Stale worktrees accumulate. .worktrees/<name>/ is not auto-removed when a PR merges. After confirming all content is in main, run from the main repo root: git worktree remove --force .worktrees/<name> then git branch -D <branch> (force -D is needed because git thinks it's unmerged for the same SHA reason) then git worktree prune.
.gitignored per-checkout artifacts. Files under gitignored paths (app/eval/baselines/, .fastembed_cache/, build outputs) live per-worktree. Removing a worktree removes its private copies. If a worktree happened to be the only host of some large gitignored artifact (eval baseline DBs, downloaded models), back it up to the canonical shared location first (e.g. ~/.cache/origin-eval/ via scripts/migrate-eval-cache.sh) before deleting the worktree.

Run this hygiene pass roughly once a week or whenever git worktree list exceeds ~5 entries. Stale worktree paths waste disk + confuse "is this work merged?" investigations.

Misc

ORIGIN_BIND_ADDR=<host:port>: override the daemon's bind address (default 127.0.0.1:7878). Used inside Docker to listen on 0.0.0.0.
Log filter default is warn — add modules explicitly for info logs (e.g., origin_core::db=info, origin_server=info)
All local data stored in the platform data directory (dirs::data_local_dir()/origin/; on macOS, ~/Library/Application Support/origin/) — MemoryDB, config, activities, tags
Crate names: origin-types, origin-core, origin-server, origin (CLI), origin-mcp — all in this workspace. The desktop app crate origin-app lives in 7xuanlu/origin-app.
Licenses: all five workspace crates (origin-types, origin-core, origin-server, origin CLI, origin-mcp) are Apache-2.0 via workspace inheritance. The desktop app in origin-app is AGPL-3.0-only (separate repo).
origin-mcp is in-tree at crates/origin-mcp/ (merged from the old 7xuanlu/origin-mcp repo on 2026-05-09 via git subtree). It talks to the daemon via HTTP at runtime and is published to npm as a standalone binary (npx -y origin-mcp).

Retrieval helpers location (PR-A, 2026-05-27)
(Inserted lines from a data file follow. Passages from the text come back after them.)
PR #4080, opened 2023-04-13
Content type modal

### LINKED ISSUE #4051: Display modal informing users of Web3 content upon first video upload in the studio
## Context
We have a growing number of channels that upload non Web3 content to Gleev and then enquire why their channel is taken down

## Scope
- [ ] Add modal to the first upload of video that informs users about Web3 focus and that channels who do not comply this may be taken down from Gleev. 
- [ ] This should be some sort of an image rather than text as everyone needs to read it

@ Dev modal needs to be configurable
- [ ] Add this to config as URL to image, if not added we don't show this popup modal up

drillprop:
Fix #4051


drillprop:
~Draft, I noticed in the one scenario modal is not showing~

WRadoslaw (commented):
Good overall, but shouldn't we base it on the information that the user has no videos uploaded? Now, even if I have 10 videos, but the storage got cleared I'll see this modal.

drillprop:
> Good overall, but shouldn't we base it on the information that the user has no videos uploaded? Now, even if I have 10 videos, but the storage got cleared I'll see this modal.

I'm not sure, to be honest. @dmtrjsg @attemka wdyt?

Should we show this dialog if someone already created a video in gleev? I think there are still some users that already uploaded videos and they are not aware that the gleev is web3 focused app

attemka:
@drillprop I think it worth fetching a query with `totalVideosUploded` like we're doing for apps metadata.

@WRadoslaw good catch, thx.

attemka (approved):

dmtrjsg:
Yes sounds good, it can be in the local storage and shown to everyone at least once 👍 @drillprop

PR #4087, opened 2023-04-17
Featured nft section, marketplace view

### LINKED ISSUE #3776: Featured NFTs Section
## Context
- https://github.com/Joystream/atlas/issues/3686

## Design
Preview of section
Screenshot 2023-02-13 at 12 03 39

[Link to Figma components> ](https://www.figma.com/file/zQYsZXJo6jmbqcj1kRRmDG/Marketplace-page?node-id=467%3A36434&t=TO7oWuZTnWUYZ7pM-1)

## Scope

AC:
- The “Featured” section contains video NFTs selected by the gateway operator, ordered by:
Auction timer, ascending (if available),
Views,
Upcoming sales at the end.

- If a video NFT is not on sale, or is not on an upcoming sale, it should not be included in this section.
The section should not be displayed if there are less than 2 video NFTs that can be displayed.

- Component states: NFT, Verified, Whitelisted [link > ](https://www.figma.com/file/zQYsZXJo6jmbqcj1kRRmDG/Marketplace-page?node-id=467%3A36434&t=TO7oWuZTnWUYZ7pM-1)

drillprop:
Fix #3776 

to test it, go to FeaturedNftSection and adjust the number of items, for example:
```tsx
  // const items = loading ? createPlaceholderData(10) : nfts ?? []
  const items = createPlaceholderData(15)
```


WRadoslaw (approved):
LGTM

drillprop:
Actually, I think I broke the section with the carousel with all these changes. Draft

attemka (approved):

drillprop:
To test this, go to https://atlas-jf3dq6nt5-joystream.vercel.app/marketplace


My goal was to make the carousel overflow its container. Like on the screens below: 
image
To accomplish this I adjusted a few styles and set paddings and negative margins based on the position of the carousel. The main problem is we're using an external library called Swiper and if we change something in terms of container sizing the library is miscalculating things(I suppose)

 The problems with the current implementation: 
 - If we want to make the carousel overflow its container it's impossible to adjust the number of columns - the current approach is always to use grid "auto". To make this possible we need to specify the fixed width of every item and I suppose we need to specify this for every breakpoint. Currently, it's 300 px for all breakpoints.
 - button in the header is not switching to disabled once you reach the end. Don't know why
image
- when you click the next slide button, once you reach the end, the last click on the button moves the carousel just a tiny amount. 
- the last item in the carousel is not well aligned with the edge of the container: 
image
- every prop change for the swiper requires a refreshing site. You cannot change the prop dynamically

drillprop:
In the end, I didn't manage to accomplish the design requirements in terms of the carousel. The carousel won't be overflowing its container. 
@attemka or @WRadoslaw perhaps It's worth rereview this PR once again because I added some changes in terms of marketplace layout

packages/atlas/src/api/queries/nfts.graphql
```diff
@@ -40,8 +40,18 @@ query GetNftsConnection(
   }
 }
 
-query GetFeaturedNfts {
-  ownedNfts(limit: 5, orderBy: [createdAt_DESC]) {
+query GetFeaturedNftsVideos {
+  ownedNfts(
+    limit: 5
```
attemka: why this value is hardcoded?

packages/atlas/src/api/queries/nfts.graphql
```diff
@@ -40,8 +40,18 @@ query GetNftsConnection(
...
+    orderBy: [createdAt_DESC]
+    where: {
+      isFeatured_eq: true
+      transactionalStatus: {
+        isTypeOf_in: ["TransactionalStatusAuction", "TransactionalStatusBuyNow"]
+        auction: { isCompleted_eq: false }
```
attemka: auction might also be cancelled, so we need to ensure that isCancelled == false

attemka: also, why you're not using `useFeaturedNfts` query here?

packages/atlas/src/views/viewer/MarketplaceView/FeaturedNftsSection/FeaturedNftsSection.tsx
```diff
@@ -0,0 +1,109 @@
...
+            spaceBetween: mdMatch ? 24 : 16,
+            breakpoints: responsive,
+          }}
+        />
+      )}
+      {activeChannel && activeChannel.totalVideosCreated > 0 && (
+        <Banner
+          title="How to get featured?"
+          icon={<StyledSvgAlertsInformative24 />}
+          description="The Gleev team handpicks featured video NFTs as a way to recognize and promote high-quality content. To increase your chances of getting your NFT featured on the marketplace, upload videos related to web3 & crypto and make sure your NFT is up for sale."
```
attemka: replace "Gleev" with `appName`, "web3 & crypto" with `appContentFocus`

packages/atlas/src/views/viewer/MarketplaceView/FeaturedNftsSection/FeaturedNftsSection.tsx
```diff
@@ -0,0 +1,109 @@
...
+        <Section
+          headerProps={{
+            start: {
+              type: 'title',
+              title: 'Featured',
+            },
+          }}
+          contentProps={{
+            type: 'carousel',
+            children: items.map((nft, idx) => <NftTileViewer nftId={nft.id} key={`${nft.id}-${idx}`} />),
```
attemka: this keying system seems not obvious for me. Makes sense if it'll be either `nft.id` or `idx`, but why both?

attemka (changes requested):

packages/atlas/src/api/queries/nfts.graphql
drillprop: > also, why you're not using `useFeaturedNfts` query here?

What do you mean here? I'm still using it, I only renamed it. I think the `FeaturedNftsVideos` name is more suitable because it's fetching NFTs together with videos data(the query is used for NFTs video carousel in marketplace)

attemka (approved):

Issue #3780, opened 2023-02-13
All NFTs section


dmtrjsg:
## Context
- https://github.com/Joystream/atlas/issues/3686

## Scope
- Add section itself
- Counter of NFTs matching the filters (inclusive of empty filters)
- Loading state (Upon applying a filter, for the time of NFTs being fetched, a skeleton loader is be used) 
- Empty fallback state [(link>)](https://www.figma.com/file/zQYsZXJo6jmbqcj1kRRmDG/Marketplace-page?node-id=474%3A170242&t=TO7oWuZTnWUYZ7pM-1)
- Lazy load: Infinite loading and virtualisation

## Design
⚠️ depends on filter button component upd: 
- https://github.com/joystream/atlas/issues/3673

[Link to Figma> ](https://www.figma.com/file/zQYsZXJo6jmbqcj1kRRmDG/Marketplace-page?node-id=472%3A97553&t=TO7oWuZTnWUYZ7pM-1)

Preview: 
<img width="727" alt="Screenshot 2023-02-13 at 12 17 11" src="https://user-images.githubusercontent.com/93924525/218405673-bf874b6c-2f57-43b2-a591-e406bbdc4b19.png">

PR #4090, opened 2023-04-17
🈂️ Nft section

WRadoslaw:
#3780


packages/atlas/src/components/AllNftSection/AllNftSection.tsx
```diff
@@ -0,0 +1,183 @@
...
+]
+
+const FILTERS: SectionFilter[] = [
+  {
+    name: 'price',
+    type: 'range',
+    label: 'Price',
+    icon: <SvgActionSettings />,
+    range: { min: undefined, max: undefined },
+  },
```
drillprop, line 56: I see a two issues here: 
1. You can't change price in mobile view:  
image
2. Once you apply the filter the button doesn't change. You should see some indication that filter is applied, otherwise, it would be very bad UX. Currently, once prices are applied you still see the cogwheel icon 
image

packages/atlas/src/components/AllNftSection/AllNftSection.tsx
```diff
@@ -0,0 +1,183 @@
...
+  { label: 'Paid promotional material', selected: false, applied: false, value: 'promotional' },
+  { label: 'Mature content rating', selected: false, applied: false, value: 'mature' },
+]
+
+const FILTERS: SectionFilter[] = [
+  {
+    name: 'price',
+    type: 'range',
+    label: 'Price',
+    icon: <SvgActionSettings />,
```
drillprop: The label and the icon are wrong: 
image

packages/atlas/src/components/AllNftSection/AllNftSection.tsx
```diff
@@ -0,0 +1,183 @@
...
+    range: { min: undefined, max: undefined },
+  },
+  {
+    name: 'status',
+    label: 'Status',
+    icon: <SvgActionAuction />,
```
drillprop: The icon is wrong here as well 
image

packages/atlas/src/components/FilterButton/FilterButton.tsx
```diff
@@ -13,85 +15,157 @@ export type FilterButtonOption = {
...
+
+    return (
+      <DialogPopover
+        className={className}
+        flipEnabled
+        appendTo={document.body}
+        trigger={
+          <StyledButton
+            ref={triggerRef}
+            icon={counter ? <Counter>{counter}</Counter> : icon}
```
drillprop, line 92: I noticed that we should use different colors for icons. This should be  `Text/Default/Muted`. Could you fix this as well?  
image

packages/atlas/src/components/AllNftSection/AllNftSection.tsx
```diff
@@ -0,0 +1,183 @@
...
+            value: order === OwnedNftOrderByInput.CreatedAtDesc ? 'Newest' : 'Oldest',
+            onChange: (order) =>
+              setOrder(order === 'Oldest' ? OwnedNftOrderByInput.CreatedAtAsc : OwnedNftOrderByInput.CreatedAtDesc),
+          },
+        },
+      }}
+      contentProps={{
+        type: 'grid',
+        minChildrenWidth: 250,
+        children:
```
drillprop, line 162: The fallback is not centered on bigger viewports: 
image

packages/atlas/src/components/AllNftSection/AllNftSection.tsx
```diff
@@ -0,0 +1,183 @@
...
+
+    setHasAppliedFilters(Boolean(minPrice || maxPrice || isPromotional || isMature || mappedStatus.length))
+
+    return {
+      lastSalePrice_gte: minPrice ? String(minPrice) : undefined,
+      lastSalePrice_lte: maxPrice ? String(maxPrice) : undefined,
+      ...(mappedStatus.length
+        ? {
+            transactionalStatus: {
+              isTypeOf_in: mappedStatus,
```
drillprop: Filters are not working for statuses correctly. Open auction returns no results even though there are open-type auctions. I think only buy now and not for sale is working correctly, not sure about timed auctions.

packages/atlas/src/components/AllNftSection/AllNftSection.tsx
```diff
@@ -0,0 +1,183 @@
...
+    range: { min: undefined, max: undefined },
+  },
+  {
+    name: 'status',
+    label: 'Status',
+    icon: <SvgActionAuction />,
+    type: 'checkbox',
+    options: NFT_STATUSES,
+  },
+  { name: 'other', type: 'checkbox', options: OTHER, label: 'Other', icon: <SvgActionSettings /> },
```
drillprop, line 64: Not super sure, but in the previous implementation we had a label `Exclude` here, I think we should have the same.  
image

packages/atlas/src/components/AllNftSection/AllNftSection.tsx
```diff
@@ -0,0 +1,183 @@
...
+            options: ['Newest', 'Oldest'],
+            value: order === OwnedNftOrderByInput.CreatedAtDesc ? 'Newest' : 'Oldest',
+            onChange: (order) =>
+              setOrder(order === 'Oldest' ? OwnedNftOrderByInput.CreatedAtAsc : OwnedNftOrderByInput.CreatedAtDesc),
+          },
+        },
+      }}
+      contentProps={{
+        type: 'grid',
+        minChildrenWidth: 250,
```
drillprop, line 161: The number of columns doesn't match the design in pretty much every breakpoint. I did some changes to section content in my PR to be able to use columns instead of the `auto-fill` approach: https://github.com/Joystream/atlas/pull/4095/files#diff-402c9530ab8bdd71ca29b619535773a25754dd7fd4263349a041041f276acd75R6

Not sure how we should proceed. Maybe, if we merge your pull request first, then I will apply those changes to your section. However, if we merge mine PR first, you will implement the grid in your pull request. WDYT?

packages/atlas/src/components/AllNftSection/AllNftSection.tsx
drillprop: Actually found the correct copy in the design: 
image

packages/atlas/src/components/FilterButton/FilterButton.tsx
```diff
@@ -13,85 +15,157 @@ export type FilterButtonOption = {
...
+          />
+        )}
+      </DialogPopover>
+    )
   }
 
-  const handleClear = () => {
-    onChange(options.map((option) => ({ ...option, selected: false, applied: false })))
-    triggerRef.current?.click()
+  if (props.type === 'range') {
```
drillprop, line 125: I think it's nice to have: 
image

packages/atlas/src/components/AllNftSection/AllNftSection.tsx
```diff
@@ -0,0 +1,183 @@
...
+  const placeholderItems = loading || isLoading ? createPlaceholderData(limit) : []
+  const nftsWithPlaceholders = [...(nfts || []), ...placeholderItems]
+  return (
+    <Section
+      headerProps={{
+        onApplyFilters: setFilters,
+        start: {
+          type: 'title',
+          title: 'All NFTs',
+          nodeEnd: totalCount ? (
```
drillprop: According to the design, we should show 0 as well: 
image

drillprop (changes requested):

packages/atlas/src/components/Section/SectionFooter/SectionFooter.tsx
```diff
@@ -43,7 +45,11 @@ export const SectionFooter = (props: SectionFooterProps) => {
   const { ref, inView } = useInView()
 
   useEffect(() => {
-    if ((props.type === 'infinite' || (props.type === 'load' && isSwitchedToInfinite)) && inView && !isLoading) {
+    if (
+      ((props.type === 'infinite' && !props.reachedEnd) || (props.type === 'load' && isSwitchedToInfinite)) &&
```
drillprop: shouldn't we move `props.reachedEnd` to the end of this condition? I could be wrong, but I think if the footer has type `load`, we should use `props.reachedEnd` as well

drillprop (changes requested):

packages/atlas/src/components/Section/SectionFooter/SectionFooter.tsx
WRadoslaw: I covered this in Channel section PR, so no reason to duplicate code

packages/atlas/src/components/AllNftSection/AllNftSection.tsx
WRadoslaw: We can merge yours and I'll fix it here

packages/atlas/src/components/AllNftSection/AllNftSection.tsx
```diff
@@ -0,0 +1,201 @@
...
+    const priceFilter = filters.find((filter) => filter.name === 'price')
+    const minPrice = priceFilter?.range?.appliedMin
+    const maxPrice = priceFilter?.range?.appliedMax
+
+    setHasAppliedFilters(
+      Boolean(minPrice || maxPrice || isPromotionalExcluded || isMatureExcluded || mappedStatus.length)
+    )
+
+    const commonFilters = {
+      lastSalePrice_gte: minPrice ? String(minPrice) : undefined,
```
drillprop: Last sale price don't seem to be working correctly. Tomato nft last sale price was 5000 joys and I still see it in the view: 
 image

I checked the network request and it seems you don't convert min price into hapi: 
image

Check the lastPrice value in Orion 
image

packages/atlas/src/components/AllNftSection/AllNftSection.tsx
```diff
@@ -0,0 +1,201 @@
...
+                auctionType: {
+                  isTypeOf_eq: option.value,
+                },
+              },
+            }
+          }
+
+          return { isTypeOf_eq: option.value }
+        }, [] as OwnedNftWhereInput['transactionalStatus'][])
+        .filter((filter) => !!filter) ?? []
```
drillprop:
```suggestion
        }, [] as OwnedNftWhereInput['transactionalStatus'][]) ?? []
```
I think, this `Array.filter` is redundant here

drillprop (changes requested):
Found minor things. Besides these, looks good

drillprop (approved):
LGTM!

packages/atlas/src/components/AllNftSection/AllNftSection.tsx
```diff
@@ -0,0 +1,201 @@
...
+                      hasAppliedFilters && (
+                        <Button variant="secondary" onClick={() => setFilters(FILTERS)}>
+                          Clear all filters
+                        </Button>
+                      )
+                    }
+                  />
+                </FallbackContainer>,
+              ]
+            : nftsWithPlaceholders.map((nft, idx) => <NftTileViewer key={(nft.id ?? '') + idx} nftId={nft.id} />),
```
attemka: what is the idea behind this key naming system? If idx is included in the key you don't really need anything else there? if you want to proceed with the id in the key you might need to have something like `nft.id ?? idx`

Issue #4088, opened 2023-04-17
Google Oauth branding guidelines


dmtrjsg:
## Context

Request from google verification team:

If your app uses Profile and Email scopes for Google user account sign-in, make sure that this sign-in button complies with the [Google Sign-in Branding Guidelines.](https://developers.google.com/identity/branding-guidelines) 

Also ensure that any in-app branding (including in any buttons used to launch the Google Product OAuth integration) comply with the [Google APIs Branding Guidelines](https://about.google/brand-resource-center/guidance/apis/) . If your app uses any of the following products, please comply with product-specific branding guidelines:  

YouTube API

## Scope

1️⃣  Add Youtube logo and Google logo to YPP landing page. 
2️⃣  Add info to YPP landing page "Gleev uses Google OAuth to get access to your public profile and account email address as part of sign up flow, and integrates with YouTube API to obtain details about your YouTube channel data, such as followers and video statistics. 
3️⃣   Add google branded button to the modal which triggers Oauth screen

I think its safer to use Google provided button for that.

Assets are available on the linked page. Includes sign-In buttons in PNG, SVG, EPS, and Sketch formats, in many resolutions. Includes base, hover and press states.

These files require the [Roboto font](https://developers.google.com/identity/branding-guidelines#font).

KubaMikolajczyk:
All requirements are implemented into designs ✅
https://www.figma.com/file/oQqFqdAiPu16eeE2aA5AD5/YouTube-Partner-Program?node-id=3338-84773&t=Mk6227nURJ9RE5ux-4

dmtrjsg:
Button style: https://developers.google.com/identity/branding-guidelines

dmtrjsg:
@WRadoslaw let's asdd "sign up with Google to the Landing page in all places instead of Sign In. 

And push the changes... this is most likely what they meant and based on some more research on similar sites who sign up with Youtube that's what they've done. 

+ We don't need to show Youtube and Google accounts next to all sing up buttons on the landingj page, but all of them need to be "sign up with google".


I've also fired an email to the google team but most likely thats what they meant.. 

cc @attemka @KubaMikolajczyk

PR #4096, opened 2023-04-18
🍼 Google button on YPP

WRadoslaw:
#4088


package.json
```diff
@@ -82,5 +82,8 @@
   "engines": {
     "node": "^16"
   },
-  "packageManager": "yarn@3.2.1"
+  "packageManager": "yarn@3.2.1",
+  "dependencies": {
+    "react-google-button": "^0.7.2"
+  }
```
drillprop: why didn't you install it only for the `atlas` package? Why do we need it here?

packages/atlas/src/assets/google/googleLogo.webp
drillprop, line 1: Like I said in the standup. I think we could use SVG here. You can add it either by yourself in the codebase or ask Kuba to add them to Figma - somewhere here https://www.figma.com/file/1uxugLps6oooI38PGmdrn9/Figma-API--%3E-Storybook?node-id=637-379&t=29guQf48Bguay3R0-4 or in illustrations.

The latter would be better, but I'm fine if you just add this to assets.

packages/atlas/src/views/global/YppLandingView/YppAuthorizationModal/YppAuthorizationModal.tsx
```diff
@@ -152,7 +157,7 @@ export const YppAuthorizationModal: FC<YppAuthorizationModalProps> = ({
     }
     if (currentStep === 'requirements' && hasMoreThanOneChannel) {
       setYtRequirementsErrors([])
-      onChangeStep('select-channel')
+      // onChangeStep('select-channel')
```
drillprop: to remove or to keep it?

packages/atlas/src/views/global/YppLandingView/YppAuthorizationModal/YppAuthorizationModal.tsx
```diff
@@ -326,66 +331,65 @@ export const YppAuthorizationModal: FC<YppAuthorizationModalProps> = ({
...
-    setSelectedChannelId,
-  ])
-
   const authorizationStep = useMemo(() => {
     switch (currentStep) {
-      case 'requirements':
+      case 'requirements': {
+        const getPrimaryButton = () => {
+          if (isLoading) {
+            return <Spinner />
```
drillprop: why do we use the Spinner now? Previously we had the button with the text `'Please wait...'` and this is what we have in other places in the app, so for the sake of consistency, I would use regular button

packages/atlas/src/views/global/YppLandingView/YppAuthorizationModal/YppAuthorizationSteps/YppAuthorizationRequirementsStep/YppAuthorizationRequirementsStep.tsx
```diff
@@ -15,15 +16,18 @@ type YppAuthorizationRequirementsStepProps = {
...
+        {requirements.map((item, idx) => (
+          <ListItem key={idx} as="li" variant="t200" color="colorText">
+            <TickWrapper fulfilled={item.fulfilled}>
+              {item.fulfilled ? <SvgActionCheck /> : <SvgActionClose />}
+            </TickWrapper>
+            <Paragraph>{item.text}</Paragraph>
+          </ListItem>
+        ))}
+      </StyledList>
+      <Banner description="Gleev uses Google OAuth to get access to your public profile and account email address as part of sign up flow, and integrates with YouTube API to obtain details about your YouTube channel data, such as followers and video statistics." />
```
drillprop: we should use here appName

drillprop (changes requested):

packages/atlas/src/views/global/YppLandingView/YppAuthorizationModal/YppAuthorizationModal.tsx
WRadoslaw: The problem is that we used to display "please wait", cause only the text changed back then. Imho using button as a loading state when in the end button can be switched to Google one is weird. I would go either with a spinner, skeleton or disabled textbutton

packages/atlas/src/components/_buttons/GoogleButton/GoogleButton.tsx
```diff
@@ -0,0 +1,61 @@
...
+
+import { SvgGoogleSmallLogo } from '@/assets/icons/GoogleSmallLogo'
+
+interface GoogleButtonProps extends React.HTMLAttributes<HTMLButtonElement> {
+  label?: string
+  disabled?: boolean
+}
+export const GoogleButton = ({ label, ...rest }: GoogleButtonProps) => {
+  return (
+    <Container as="button" {...rest}>
```
drillprop: This is a button, we don't need `as` here
```suggestion
    <Container {...rest}>
```

packages/atlas/src/components/_buttons/GoogleButton/GoogleButton.tsx
```diff
@@ -0,0 +1,61 @@
...
+}
+
+const IconContainer = styled.div`
+  background-color: #fff;
+  height: 100%;
+  display: grid;
+  place-items: center;
+`
+
+const Container = styled.button`
```
drillprop: I would name this StyledGoogleButton or something similar with a name that contains the word `button`. It's not a container

packages/atlas/src/components/_buttons/GoogleButton/GoogleButton.tsx
```diff
@@ -0,0 +1,61 @@
...
+  display: inline-flex;
+  align-items: center;
+  text-align: center;
+  padding: 0;
+  box-shadow: 0 2px 4px 0 rgb(0 0 0 / 0.25);
+  font-size: 16px;
+  border-radius: 1px;
+  transition: background-color 0.218s, border-color 0.218s, box-shadow 0.218s;
+  font-family: Roboto, arial, sans-serif;
```
drillprop, line 37: We don't have available Roboto font in the app, so the rendered font will be Arial: 
image
I'm a little worried that Google team could not accept this

drillprop (dismissed):

attemka (approved):

PR #4110, opened 2023-04-21
💪 Fix ypp for multiple channels

WRadoslaw:


packages/atlas/src/views/global/YppLandingView/YppAuthorizationModal/YppAuthorizationModal.tsx
drillprop, line 1: There is the same issue in line 465 😬

drillprop (changes requested):

drillprop (approved):

attemka (approved):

crates/origin-core/src/retrieval/ is the canonical home for retrieval helpers (hard_filters, signals). The old composite/ namespace was deleted along with the dead CompositeWeights scaffolding when PR #200 closed. Future retrieval-channel additions (page-channel in PR-B, etc.) live in retrieval/.

Retrieval env flags

ORIGIN_ENABLE_TEMPORAL_SOFT_BOOST — opt-in (default OFF). Multiplicatively BOOSTS in-window dated memories by (1 + ORIGIN_TEMPORAL_BONUS) while leaving outside-window / undated / no-cue rows neutral (×1.0, never dropped). Gentler successor to the ORIGIN_ENABLE_TEMPORAL_FILTER hard filter; the two are mutually exclusive (soft takes precedence when both are set).
ORIGIN_TEMPORAL_BONUS — additive bonus for the soft boost (default 0.5). Clamped non-negative: a negative or non-finite value falls back to neutral (0.0) / the default so the boost can only lift a row, never demote it.